What you are asked to do: If a line in the entries below includes "type", show that line.

─── Data in this exercise ───

PR #225, opened 2026-06-10
Surface avatar staleness with durable signal + manual regen

crafterpete:
Editing a character's appearance (or changing the art style / reference images) makes its avatar out of date, but the staleness signal was computed from the in-memory generation queue, so it vanished on reload. A user who edited and came back later got no indication the avatar was stale.

This keeps avatars on the deliberate manual-regen model (no silent credit spend) and makes staleness durable and obvious:

- `isAvatarStale` compares a persisted signature of the avatar's real inputs (appearance, art style, reference images) against the current inputs, so the stale state survives reloads. Art style and reference images are injected by plugins at generation time, so they are not in the queue's GenerationInputs and are captured here.
- The character editor shows an inline "This avatar is out of date" banner with a Regenerate action whenever it is stale, and the editor description spells out that appearance, art style, or reference-image changes all require a regenerate.
- Closing the editor while stale (escape, click-out, or the X) raises an accessible, viewport-centered confirm — a nested radix `AlertDialog` with proper focus trap and labelling — offering Regenerate / Leave stale / Keep editing. Edits already auto-save, so the prompt is only about the avatar.
- `ensureCharacterAvatars` is back to backfilling missing avatars only; it no longer auto-regenerates on input changes.

Tests cover the staleness helper across each input (appearance, style, reference images, uploaded, legacy, no-avatar) and the backfill-only behavior.

Follow-ups (not in this PR):
- A cheap **Revert** to discard a draft appearance edit without spending a regenerate — built in #234 (issue #233), stacked on this branch.
- Scene staleness already works on `master` (a scene's tracked inputs include the referenced avatar URLs, so it restales when an avatar image actually changes), so no propagation was needed. What's left is a dependency-aware generation queue so an image job waits on fresh avatars rather than relying on enqueue order.

image
image

### DIFF
--- a/app/components/canvas/elements/character/CharacterEditModal.tsx
+++ b/app/components/canvas/elements/character/CharacterEditModal.tsx
@@ -1,7 +1,7 @@
 "use client";
 
 import { useState } from "react";
-import { ImagePlus, Loader2, Trash2 } from "lucide-react";
+import { ImagePlus, Loader2, Trash2, X } from "lucide-react";
 import {
 	DialogContent,
 	DialogDescription,
@@ -20,13 +20,11 @@ import {
 	useGenerationQueue,
 	useQueueSelector,
 } from "@/lib/generation/GenerationQueueProvider";
-import { getGenerationInputs } from "@/lib/generation/getGenerationInputs";
-import { isStaleResult } from "@/lib/generation/queue";
 import {
 	buildCharacterAvatarJob,
-	characterAvatarElement,
 	characterAvatarElementId,
 } from "@/lib/project/ensureCharacterAvatars";
+import { isAvatarStale } from "@/lib/project/avatarInputs";
 import { useProjectStore } from "@/lib/project/store";
 import type { MetadataCharacter } from "@/lib/project/types";
 import { useImageUpload } from "@/lib/upload/useImageUpload";
@@ -66,11 +64,14 @@ function CharacterEditDialogBody({
 	const { projectId, connectorConfig } = useConfig();
 	const queue = useGenerationQueue();
 	const metadata = useProjectStore(projectId, (s) => s.metadata);
+	const referenceImages = useProjectStore(projectId, (s) => s.referenceImages);
 	const character = metadata.characters[name];
 	const setCharacter = useProjectStore(projectId, (s) => s.setCharacter);
 	const removeCharacter = useProjectStore(projectId, (s) => s.removeCharacter);
 
 	const [confirmDelete, setConfirmDelete] = useState(false);
+	const [closeConfirm, setCloseConfirm] = useState(false);
+	const [leftStale, setLeftStale] = useState(false);
 
 	const avatarElementId = characterAvatarElementId(name);
 	const avatarSnapshot = useQueueSelector((q) =>
@@ -101,16 +102,17 @@ function CharacterEditDialogBody({
 		queue.enqueue(buildCharacterAvatarJob(projectId, name, connectorConfig));
 	};
 
+	// Stale = the generated avatar no longer matches its inputs. Durable across
+	// reloads (persisted signature), and suppressed while a regeneration is in
+	// flight.
 	const isStale =
-		!character.avatarUploaded &&
-		!!avatarSnapshot.result &&
-		isStaleResult(
-			avatarSnapshot,
-			getGenerationInputs(
-				characterAvatarElement(name, character.appearance),
-				metadata,
-			),
-		);
+		avatarSnapshot.status !== "generating" &&
+		isAvatarStale(character, metadata.style, referenceImages);
+
+	// While stale, intercept user-initiated closes (escape, outside-click, the X)
+	// to offer a regenerate before leaving. "Leave stale" opts out for this turn.
+	const blockClose = isStale && !leftStale;
+	const requestClose = () => (blockClose ? setCloseConfirm(true) : onClose());
 
 	const handleDelete = () => {
 		if (!confirmDelete) {
@@ -123,7 +125,30 @@ function CharacterEditDialogBody({
 	};
 
 	return (
-		<DialogContent className="max-w-2xl">
+		<DialogContent
+			className="relative max-w-2xl"
+			showCloseButton={false}
+			onEscapeKeyDown={(e) => {
+				if (blockClose) {
+					e.preventDefault();
+					setCloseConfirm(true);
+				}
+			}}
+			onInteractOutside={(e) => {
+				if (blockClose) {
+					e.preventDefault();
+					setCloseConfirm(true);
+				}
+			}}
+		>
+			<button
+				type="button"
+				onClick={requestClose}
+				aria-label="Close"
+				className="absolute right-3 top-3 z-10 rounded-md p-1 text-white/60 transition-colors hover:bg-white/10 hover:text-white focus:outline-none focus:ring-1 focus:ring-accent-violet/50"
+			>
+				<X className="h-4 w-4" />
+			</button>
 			<DialogHeader className="shrink-0">
 				<DialogTitle>{name}</DialogTitle>
 				<DialogDescription>
@@ -131,6 +156,21 @@ function CharacterEditDialogBody({
 					appearance.
 				</DialogDescription>
 			</DialogHeader>
+
+			{isStale && (
+				<div className="flex shrink-0 items-center justify-between gap-3 rounded-lg border border-amber-500/30 bg-amber-500/10 px-3 py-2">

───

Response to this task:
 import type { MetadataCharacter } from "@/lib/project/types";
+				type="button"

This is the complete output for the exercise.